Solicitei aos editores das duas áreas justificativas para a escolha do assunto da manchete, em Cotidiano, e da abordagem em Radar. Recebi sobre a primeira o seguinte comentário do editor-executivo do Núcleo Cotidiano, Érico Firmo: “Os dois assuntos são fortes e seriam boas manchetes de página. Isso é bom para o leitor. A matéria escolhida para ser a menor, por um lado, era desdobramento de história que acompanhamos por dias e reproduziu posição que o governo já vinha manifestando havia uma semana. Além disso, o assunto pôde ser praticamente esgotado no espaço que havia. O outro teria de ser sacrificado. A história do banco comunitário que sentiu os impactos da violência e decidiu atacar o problema pela educação me parece uma outra forma, mais surpreendente e inusitada, de abordarmos o mesmo tema, da segurança.” Do Núcleo de Negócios, que editou a Radar naquele dia, não recebi explicação.
AGENDA DE INTERESSE
Nos dois casos citados acima, foi perdido o foco de apresentação de notícias com agenda baseada em interesse público. Embora entenda que selecionar e editar notícias sejam sempre uma difícil decisão. A fala do governador naquele dia sobre a possível pacificação de grupos rivais era inédita, mesmo que gestores ligados à segurança já tivessem se manifestado sobre o tema. O alcance dela também era mais amplo. Até mesmo a cobertura que O POVO vem fazendo sobre o tema demandava que o assunto fosse apresentado com maior destaque.

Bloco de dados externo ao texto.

PR #160, opened 2023-05-11
Add RSMPI_UNWEIGHTED

mscroggs:
This is required by https://github.com/linalg-rs/rlst/issues/20

Minimal example that fails with openmpi but runs with mpich on current rsmpi main: https://github.com/mscroggs/mpi-minfail


mscroggs:
Converted this to a draft as my failing example is now passing with openmpi but failing with mpich

mscroggs:
I've made RSMPI_UNWEIGHTED into a function as this was the only way I could find to make this work with both openmpi and mpich.

@jedbrown perhaps you have an idea for how to better do this?

jedbrown:
Can you share a minimal runnable test? The one in mpi-minfail doesn't run, and returns a communicator that is dropped after MPI_Finalize.

`MPI_UNWEIGHTED` is in the batch of constants that cannot be used in Fortran initialization expressions, but as I understand it, should be link-time constants in C. Looking at the MPICH implementation, it is initialized as a link-time constant, so there must be some interaction I don't yet understand. The function is okay if indeed necessary.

No segundo caso, ao privilegiar o panelaço em detrimento do teor da fala da presidente, deixou de se levar em conta que o Brasil trava uma dura batalha conta a microcefalia; que os casos mais graves de zika estão sendo no Ceará (como está na entrevista Páginas Azuis da segunda-feira passada com o presidente da Fiocruz, Paulo Gadelha) ou que a dengue matou pelo menos 66 pessoas no ano passado no Estado. Era um assunto nacional, mas essencialmente local. O panelaço contra uma autoridade, mesmo sendo de alguns poucos, também é notícia, mas falta nele ineditismo e, naquele dia, não se deu por estas bandas. Além disso, jornalisticamente, pelo momento, pela responsabilidade social, é um dever bem informar sobre as iniciativas de combate ao Aedes aegypti. Até mesmo para cobrar o cumprimento depois.
ERRAMOS DE JANEIRO
Apresento em quadro nesta coluna os erramos publicados no mês passado. O levantamento é elaborado, mensalmente, pelo Banco de Dados do O POVO. De acordo com o Guia de Redação e Estilo do jornal, na seção “devem ser privilegiados os erros de informação, créditos, fotos e erros graves de português cometidos em títulos e resumos de matérias”. Não destaco o quadro de atendimento ao leitor, pois estava de férias em janeiro.